TASK DIRECTIONS:
Your task is to filter the data below down to the lines holding "same".

MATERIAL FOR THIS TASK:
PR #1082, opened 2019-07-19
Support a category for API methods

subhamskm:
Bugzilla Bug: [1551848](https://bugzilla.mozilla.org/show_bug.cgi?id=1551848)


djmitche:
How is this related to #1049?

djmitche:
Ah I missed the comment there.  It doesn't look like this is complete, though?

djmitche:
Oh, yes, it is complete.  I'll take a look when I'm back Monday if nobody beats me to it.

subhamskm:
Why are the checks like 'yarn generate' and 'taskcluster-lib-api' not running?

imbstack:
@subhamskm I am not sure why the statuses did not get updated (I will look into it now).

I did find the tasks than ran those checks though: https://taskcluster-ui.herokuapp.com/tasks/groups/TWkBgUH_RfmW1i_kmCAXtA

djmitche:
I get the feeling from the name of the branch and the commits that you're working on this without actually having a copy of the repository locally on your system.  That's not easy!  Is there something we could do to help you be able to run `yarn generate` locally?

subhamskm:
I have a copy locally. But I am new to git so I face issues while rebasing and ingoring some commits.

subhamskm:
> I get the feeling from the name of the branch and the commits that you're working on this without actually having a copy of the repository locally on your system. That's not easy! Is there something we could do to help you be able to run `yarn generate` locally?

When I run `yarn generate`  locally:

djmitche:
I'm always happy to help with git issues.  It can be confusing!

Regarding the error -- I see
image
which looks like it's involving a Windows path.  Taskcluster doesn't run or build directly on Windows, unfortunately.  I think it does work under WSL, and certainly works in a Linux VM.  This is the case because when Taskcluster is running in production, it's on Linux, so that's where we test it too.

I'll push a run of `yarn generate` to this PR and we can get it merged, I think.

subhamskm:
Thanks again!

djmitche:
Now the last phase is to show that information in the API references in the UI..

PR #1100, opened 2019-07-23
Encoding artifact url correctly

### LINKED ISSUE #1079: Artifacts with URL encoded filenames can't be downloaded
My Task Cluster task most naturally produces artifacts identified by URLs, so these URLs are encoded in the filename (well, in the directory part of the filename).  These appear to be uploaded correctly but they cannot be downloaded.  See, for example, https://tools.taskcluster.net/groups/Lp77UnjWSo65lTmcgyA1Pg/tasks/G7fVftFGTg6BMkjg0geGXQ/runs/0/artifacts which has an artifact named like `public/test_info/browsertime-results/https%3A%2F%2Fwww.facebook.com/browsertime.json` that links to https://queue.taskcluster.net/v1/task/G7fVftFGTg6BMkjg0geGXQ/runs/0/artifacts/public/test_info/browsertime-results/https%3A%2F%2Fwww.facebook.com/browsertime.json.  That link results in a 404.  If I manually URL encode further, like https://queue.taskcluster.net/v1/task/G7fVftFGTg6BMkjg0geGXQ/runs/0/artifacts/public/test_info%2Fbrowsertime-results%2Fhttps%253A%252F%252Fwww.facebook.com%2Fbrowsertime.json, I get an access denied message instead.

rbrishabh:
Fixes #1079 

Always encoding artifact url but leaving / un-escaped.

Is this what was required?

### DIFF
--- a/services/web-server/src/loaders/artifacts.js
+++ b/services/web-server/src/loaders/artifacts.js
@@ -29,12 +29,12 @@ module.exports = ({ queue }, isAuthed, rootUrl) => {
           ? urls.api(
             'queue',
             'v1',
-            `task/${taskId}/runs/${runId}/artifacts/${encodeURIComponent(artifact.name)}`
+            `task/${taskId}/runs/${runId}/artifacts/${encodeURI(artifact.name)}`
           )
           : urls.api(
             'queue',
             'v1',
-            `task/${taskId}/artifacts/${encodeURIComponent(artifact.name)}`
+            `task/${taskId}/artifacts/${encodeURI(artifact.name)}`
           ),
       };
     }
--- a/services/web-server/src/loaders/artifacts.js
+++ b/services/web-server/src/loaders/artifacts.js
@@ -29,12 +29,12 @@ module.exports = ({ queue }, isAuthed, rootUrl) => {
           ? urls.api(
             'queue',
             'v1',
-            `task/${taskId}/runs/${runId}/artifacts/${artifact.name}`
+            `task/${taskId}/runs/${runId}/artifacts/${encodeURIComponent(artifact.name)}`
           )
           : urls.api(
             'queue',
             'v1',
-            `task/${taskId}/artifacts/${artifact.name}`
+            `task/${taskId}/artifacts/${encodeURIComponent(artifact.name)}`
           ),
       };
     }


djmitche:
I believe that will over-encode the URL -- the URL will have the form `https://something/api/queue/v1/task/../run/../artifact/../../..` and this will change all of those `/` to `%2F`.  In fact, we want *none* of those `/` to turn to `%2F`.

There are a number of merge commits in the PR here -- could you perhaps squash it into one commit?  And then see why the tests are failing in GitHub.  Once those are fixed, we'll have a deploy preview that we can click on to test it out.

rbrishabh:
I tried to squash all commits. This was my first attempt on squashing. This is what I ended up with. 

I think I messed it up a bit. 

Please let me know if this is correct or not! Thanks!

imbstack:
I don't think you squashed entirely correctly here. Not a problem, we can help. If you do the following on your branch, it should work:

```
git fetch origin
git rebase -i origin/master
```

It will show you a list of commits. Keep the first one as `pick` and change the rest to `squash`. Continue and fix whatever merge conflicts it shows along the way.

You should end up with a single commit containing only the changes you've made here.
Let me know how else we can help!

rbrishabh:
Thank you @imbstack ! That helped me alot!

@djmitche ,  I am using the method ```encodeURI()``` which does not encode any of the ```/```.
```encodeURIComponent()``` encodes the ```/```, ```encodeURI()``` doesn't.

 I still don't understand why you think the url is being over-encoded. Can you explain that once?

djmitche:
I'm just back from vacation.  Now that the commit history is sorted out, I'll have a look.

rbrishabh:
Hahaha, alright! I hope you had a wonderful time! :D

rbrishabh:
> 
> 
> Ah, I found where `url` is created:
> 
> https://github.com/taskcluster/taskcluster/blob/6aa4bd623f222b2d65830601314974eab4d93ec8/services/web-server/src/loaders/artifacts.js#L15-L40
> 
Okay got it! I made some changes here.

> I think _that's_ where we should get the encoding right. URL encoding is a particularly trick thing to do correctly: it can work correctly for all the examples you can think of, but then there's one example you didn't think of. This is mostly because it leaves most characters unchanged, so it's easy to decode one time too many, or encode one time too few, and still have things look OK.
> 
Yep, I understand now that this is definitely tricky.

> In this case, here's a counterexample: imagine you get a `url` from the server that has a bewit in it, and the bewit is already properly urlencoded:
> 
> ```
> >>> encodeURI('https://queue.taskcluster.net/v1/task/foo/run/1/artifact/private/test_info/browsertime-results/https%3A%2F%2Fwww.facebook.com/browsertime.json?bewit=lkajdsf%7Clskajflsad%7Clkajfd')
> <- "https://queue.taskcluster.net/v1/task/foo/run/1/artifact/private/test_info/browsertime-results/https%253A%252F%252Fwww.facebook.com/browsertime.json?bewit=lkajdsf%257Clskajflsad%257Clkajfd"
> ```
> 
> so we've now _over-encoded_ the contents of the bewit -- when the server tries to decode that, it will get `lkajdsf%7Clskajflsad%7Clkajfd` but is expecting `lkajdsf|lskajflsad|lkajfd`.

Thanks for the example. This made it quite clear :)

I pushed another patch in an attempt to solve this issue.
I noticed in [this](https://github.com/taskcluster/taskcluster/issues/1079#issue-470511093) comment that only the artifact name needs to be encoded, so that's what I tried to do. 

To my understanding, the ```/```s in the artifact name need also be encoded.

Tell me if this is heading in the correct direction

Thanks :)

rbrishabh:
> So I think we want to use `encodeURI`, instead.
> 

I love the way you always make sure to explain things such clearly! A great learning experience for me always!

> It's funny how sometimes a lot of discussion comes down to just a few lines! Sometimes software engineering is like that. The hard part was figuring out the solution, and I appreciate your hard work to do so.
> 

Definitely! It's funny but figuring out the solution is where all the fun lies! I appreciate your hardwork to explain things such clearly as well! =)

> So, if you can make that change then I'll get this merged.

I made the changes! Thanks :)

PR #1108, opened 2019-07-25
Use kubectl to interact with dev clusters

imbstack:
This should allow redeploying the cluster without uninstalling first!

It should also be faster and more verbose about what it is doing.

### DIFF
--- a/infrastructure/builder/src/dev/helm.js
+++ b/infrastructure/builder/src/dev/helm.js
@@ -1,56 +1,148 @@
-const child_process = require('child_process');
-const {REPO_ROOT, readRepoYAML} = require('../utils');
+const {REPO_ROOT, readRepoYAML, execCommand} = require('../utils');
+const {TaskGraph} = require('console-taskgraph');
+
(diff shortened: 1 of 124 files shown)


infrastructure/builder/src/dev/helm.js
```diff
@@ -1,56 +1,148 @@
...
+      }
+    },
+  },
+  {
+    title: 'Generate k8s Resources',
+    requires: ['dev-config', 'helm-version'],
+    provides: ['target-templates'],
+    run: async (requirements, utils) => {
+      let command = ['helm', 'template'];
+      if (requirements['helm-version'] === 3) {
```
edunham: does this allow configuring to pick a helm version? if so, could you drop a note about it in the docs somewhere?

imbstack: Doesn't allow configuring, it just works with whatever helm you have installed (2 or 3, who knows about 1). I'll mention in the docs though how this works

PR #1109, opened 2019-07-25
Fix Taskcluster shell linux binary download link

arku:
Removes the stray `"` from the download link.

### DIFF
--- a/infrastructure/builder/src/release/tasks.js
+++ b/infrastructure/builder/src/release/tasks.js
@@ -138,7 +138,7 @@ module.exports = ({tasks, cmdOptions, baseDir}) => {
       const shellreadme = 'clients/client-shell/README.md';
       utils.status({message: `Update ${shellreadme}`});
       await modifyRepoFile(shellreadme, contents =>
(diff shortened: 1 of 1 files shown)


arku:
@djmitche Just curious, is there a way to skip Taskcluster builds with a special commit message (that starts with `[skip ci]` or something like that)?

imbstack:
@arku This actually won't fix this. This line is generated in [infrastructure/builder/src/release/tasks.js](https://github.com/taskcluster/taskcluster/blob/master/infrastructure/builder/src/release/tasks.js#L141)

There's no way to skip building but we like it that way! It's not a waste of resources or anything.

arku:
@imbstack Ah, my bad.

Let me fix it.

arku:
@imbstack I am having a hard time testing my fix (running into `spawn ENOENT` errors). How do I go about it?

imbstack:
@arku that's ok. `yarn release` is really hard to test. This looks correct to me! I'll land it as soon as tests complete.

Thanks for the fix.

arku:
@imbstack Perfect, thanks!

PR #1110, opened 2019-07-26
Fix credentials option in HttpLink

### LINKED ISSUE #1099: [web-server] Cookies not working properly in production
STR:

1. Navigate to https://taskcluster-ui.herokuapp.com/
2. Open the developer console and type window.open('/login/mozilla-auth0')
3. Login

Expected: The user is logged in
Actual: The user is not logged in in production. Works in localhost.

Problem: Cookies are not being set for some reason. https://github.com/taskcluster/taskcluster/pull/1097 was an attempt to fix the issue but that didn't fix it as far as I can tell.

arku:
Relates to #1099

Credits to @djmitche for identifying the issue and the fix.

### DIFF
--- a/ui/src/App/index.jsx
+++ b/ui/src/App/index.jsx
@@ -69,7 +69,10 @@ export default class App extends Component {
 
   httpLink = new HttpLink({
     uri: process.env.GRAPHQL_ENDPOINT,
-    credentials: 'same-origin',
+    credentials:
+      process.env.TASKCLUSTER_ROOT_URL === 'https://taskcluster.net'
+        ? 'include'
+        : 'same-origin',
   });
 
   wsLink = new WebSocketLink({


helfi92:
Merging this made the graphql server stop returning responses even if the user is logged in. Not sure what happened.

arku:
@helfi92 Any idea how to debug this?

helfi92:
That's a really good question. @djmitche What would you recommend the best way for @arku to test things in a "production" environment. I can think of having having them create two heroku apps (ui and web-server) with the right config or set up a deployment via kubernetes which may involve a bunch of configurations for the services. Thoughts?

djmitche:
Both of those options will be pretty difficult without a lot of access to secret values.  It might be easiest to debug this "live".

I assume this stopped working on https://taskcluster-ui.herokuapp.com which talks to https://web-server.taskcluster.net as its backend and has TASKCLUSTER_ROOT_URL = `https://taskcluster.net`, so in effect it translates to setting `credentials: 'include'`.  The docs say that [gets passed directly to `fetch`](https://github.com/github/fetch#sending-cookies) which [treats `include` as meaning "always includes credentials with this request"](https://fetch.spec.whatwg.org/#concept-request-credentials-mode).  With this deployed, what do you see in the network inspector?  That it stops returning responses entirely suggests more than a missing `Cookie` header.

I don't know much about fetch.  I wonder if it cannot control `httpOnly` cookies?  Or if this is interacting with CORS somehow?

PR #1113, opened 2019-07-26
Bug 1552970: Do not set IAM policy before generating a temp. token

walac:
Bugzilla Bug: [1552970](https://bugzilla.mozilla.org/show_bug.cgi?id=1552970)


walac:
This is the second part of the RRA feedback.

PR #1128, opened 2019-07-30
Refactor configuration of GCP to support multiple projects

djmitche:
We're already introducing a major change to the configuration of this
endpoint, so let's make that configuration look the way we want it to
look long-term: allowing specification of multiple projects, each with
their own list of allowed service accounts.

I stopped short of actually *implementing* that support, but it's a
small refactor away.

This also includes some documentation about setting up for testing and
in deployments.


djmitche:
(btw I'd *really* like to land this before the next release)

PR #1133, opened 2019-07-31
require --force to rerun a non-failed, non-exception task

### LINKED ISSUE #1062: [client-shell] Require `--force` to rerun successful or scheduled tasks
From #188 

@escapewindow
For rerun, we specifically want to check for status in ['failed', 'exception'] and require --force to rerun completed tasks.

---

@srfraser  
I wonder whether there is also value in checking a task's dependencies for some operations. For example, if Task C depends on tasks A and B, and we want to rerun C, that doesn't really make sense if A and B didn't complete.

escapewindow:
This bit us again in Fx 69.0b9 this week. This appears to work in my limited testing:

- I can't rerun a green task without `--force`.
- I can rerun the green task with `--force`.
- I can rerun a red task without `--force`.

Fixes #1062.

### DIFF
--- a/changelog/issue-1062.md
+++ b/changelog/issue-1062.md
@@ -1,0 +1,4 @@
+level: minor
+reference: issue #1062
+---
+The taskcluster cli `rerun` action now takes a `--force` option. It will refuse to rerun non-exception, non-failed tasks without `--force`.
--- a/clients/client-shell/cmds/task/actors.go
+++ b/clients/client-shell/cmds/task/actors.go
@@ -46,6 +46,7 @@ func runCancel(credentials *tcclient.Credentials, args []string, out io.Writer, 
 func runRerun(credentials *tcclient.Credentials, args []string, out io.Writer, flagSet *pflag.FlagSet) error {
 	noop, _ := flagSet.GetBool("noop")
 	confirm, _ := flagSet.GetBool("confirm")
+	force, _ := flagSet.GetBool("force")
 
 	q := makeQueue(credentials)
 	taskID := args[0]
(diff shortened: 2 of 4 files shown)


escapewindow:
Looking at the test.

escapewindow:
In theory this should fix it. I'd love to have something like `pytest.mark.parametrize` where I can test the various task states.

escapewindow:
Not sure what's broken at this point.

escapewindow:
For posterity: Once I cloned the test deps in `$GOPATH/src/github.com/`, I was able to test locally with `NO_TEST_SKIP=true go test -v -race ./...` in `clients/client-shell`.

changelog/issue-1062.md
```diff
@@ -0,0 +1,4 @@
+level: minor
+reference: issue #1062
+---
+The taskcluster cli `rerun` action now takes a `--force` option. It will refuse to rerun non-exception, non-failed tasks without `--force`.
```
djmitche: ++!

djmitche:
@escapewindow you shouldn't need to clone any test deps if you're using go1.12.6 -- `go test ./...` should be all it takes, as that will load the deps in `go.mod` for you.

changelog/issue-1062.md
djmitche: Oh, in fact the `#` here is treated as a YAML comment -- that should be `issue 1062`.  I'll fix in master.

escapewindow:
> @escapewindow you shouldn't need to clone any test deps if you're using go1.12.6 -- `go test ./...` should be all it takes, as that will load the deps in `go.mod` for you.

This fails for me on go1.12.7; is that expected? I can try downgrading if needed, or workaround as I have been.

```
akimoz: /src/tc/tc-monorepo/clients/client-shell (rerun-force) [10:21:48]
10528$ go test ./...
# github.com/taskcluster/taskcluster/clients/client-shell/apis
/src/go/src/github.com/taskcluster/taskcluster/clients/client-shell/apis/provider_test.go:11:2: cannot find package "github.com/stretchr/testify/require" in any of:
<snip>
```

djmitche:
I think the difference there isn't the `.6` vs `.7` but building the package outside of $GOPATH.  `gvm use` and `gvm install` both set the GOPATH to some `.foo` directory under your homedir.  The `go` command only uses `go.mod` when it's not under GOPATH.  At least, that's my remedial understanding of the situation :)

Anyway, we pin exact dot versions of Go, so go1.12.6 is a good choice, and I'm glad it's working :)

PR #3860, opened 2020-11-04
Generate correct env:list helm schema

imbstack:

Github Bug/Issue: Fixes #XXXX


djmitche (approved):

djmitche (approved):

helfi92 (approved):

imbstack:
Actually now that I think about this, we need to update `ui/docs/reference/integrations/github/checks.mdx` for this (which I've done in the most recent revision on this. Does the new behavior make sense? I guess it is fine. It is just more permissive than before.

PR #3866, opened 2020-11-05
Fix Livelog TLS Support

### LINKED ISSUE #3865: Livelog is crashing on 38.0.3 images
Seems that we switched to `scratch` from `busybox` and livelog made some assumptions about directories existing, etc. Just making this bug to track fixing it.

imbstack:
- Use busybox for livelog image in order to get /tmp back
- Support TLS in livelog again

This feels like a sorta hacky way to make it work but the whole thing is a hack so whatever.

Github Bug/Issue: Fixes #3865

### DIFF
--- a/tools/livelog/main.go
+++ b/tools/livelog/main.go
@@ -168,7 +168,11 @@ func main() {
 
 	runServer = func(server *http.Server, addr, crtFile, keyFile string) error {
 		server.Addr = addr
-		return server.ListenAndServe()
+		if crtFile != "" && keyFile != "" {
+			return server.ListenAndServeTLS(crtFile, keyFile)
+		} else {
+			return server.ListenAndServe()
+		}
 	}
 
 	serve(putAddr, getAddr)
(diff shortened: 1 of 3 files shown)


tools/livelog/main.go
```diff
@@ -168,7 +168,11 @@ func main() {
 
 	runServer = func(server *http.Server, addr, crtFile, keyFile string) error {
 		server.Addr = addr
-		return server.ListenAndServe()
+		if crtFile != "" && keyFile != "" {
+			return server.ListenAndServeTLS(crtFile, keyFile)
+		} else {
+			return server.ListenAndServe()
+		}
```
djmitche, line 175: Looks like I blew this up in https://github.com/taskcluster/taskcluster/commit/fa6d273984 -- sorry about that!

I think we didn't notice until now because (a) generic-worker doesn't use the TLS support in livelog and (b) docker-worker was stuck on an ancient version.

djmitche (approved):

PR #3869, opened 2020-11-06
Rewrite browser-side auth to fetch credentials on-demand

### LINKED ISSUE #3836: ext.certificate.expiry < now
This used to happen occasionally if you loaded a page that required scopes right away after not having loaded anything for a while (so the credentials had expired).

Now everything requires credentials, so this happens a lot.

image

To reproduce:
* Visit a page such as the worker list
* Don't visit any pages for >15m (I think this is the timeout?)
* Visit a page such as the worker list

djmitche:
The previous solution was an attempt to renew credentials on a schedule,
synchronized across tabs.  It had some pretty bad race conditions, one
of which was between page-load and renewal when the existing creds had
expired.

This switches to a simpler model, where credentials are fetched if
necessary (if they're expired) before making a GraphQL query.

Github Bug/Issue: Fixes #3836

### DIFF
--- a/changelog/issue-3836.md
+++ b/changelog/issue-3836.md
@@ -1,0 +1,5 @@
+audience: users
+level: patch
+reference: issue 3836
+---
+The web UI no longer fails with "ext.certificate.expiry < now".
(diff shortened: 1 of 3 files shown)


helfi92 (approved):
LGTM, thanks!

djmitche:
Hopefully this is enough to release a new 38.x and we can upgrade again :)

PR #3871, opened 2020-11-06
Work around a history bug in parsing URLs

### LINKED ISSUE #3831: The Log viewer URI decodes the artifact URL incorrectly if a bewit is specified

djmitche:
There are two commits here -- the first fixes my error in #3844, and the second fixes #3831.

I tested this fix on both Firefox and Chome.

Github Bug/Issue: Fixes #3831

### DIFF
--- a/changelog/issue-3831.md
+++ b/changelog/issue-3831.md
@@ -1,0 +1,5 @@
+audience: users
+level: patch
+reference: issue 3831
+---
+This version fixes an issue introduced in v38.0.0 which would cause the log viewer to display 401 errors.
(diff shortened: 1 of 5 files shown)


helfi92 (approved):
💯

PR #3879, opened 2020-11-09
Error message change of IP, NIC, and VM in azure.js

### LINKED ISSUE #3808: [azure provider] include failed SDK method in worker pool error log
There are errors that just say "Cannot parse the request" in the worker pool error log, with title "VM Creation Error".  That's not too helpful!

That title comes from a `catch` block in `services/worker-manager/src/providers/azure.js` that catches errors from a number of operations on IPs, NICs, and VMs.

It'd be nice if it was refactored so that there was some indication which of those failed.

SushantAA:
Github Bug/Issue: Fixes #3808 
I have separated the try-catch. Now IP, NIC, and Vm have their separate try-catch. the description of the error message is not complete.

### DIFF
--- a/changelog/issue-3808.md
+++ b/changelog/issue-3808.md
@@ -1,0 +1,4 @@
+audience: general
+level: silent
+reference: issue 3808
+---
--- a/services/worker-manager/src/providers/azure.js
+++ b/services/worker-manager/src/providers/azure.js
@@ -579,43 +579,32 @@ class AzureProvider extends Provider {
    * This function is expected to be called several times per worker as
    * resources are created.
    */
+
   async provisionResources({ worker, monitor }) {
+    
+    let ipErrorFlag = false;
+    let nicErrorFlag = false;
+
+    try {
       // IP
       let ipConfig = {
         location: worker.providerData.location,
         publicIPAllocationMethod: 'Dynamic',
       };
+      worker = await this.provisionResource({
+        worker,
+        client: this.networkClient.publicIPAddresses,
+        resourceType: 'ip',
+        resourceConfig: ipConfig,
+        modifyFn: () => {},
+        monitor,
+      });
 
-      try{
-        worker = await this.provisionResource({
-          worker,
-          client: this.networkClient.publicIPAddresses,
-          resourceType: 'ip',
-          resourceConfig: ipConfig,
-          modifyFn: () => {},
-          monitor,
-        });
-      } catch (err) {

EXPECTED ANSWER:
-    credentials: 'same-origin',
+        : 'same-origin',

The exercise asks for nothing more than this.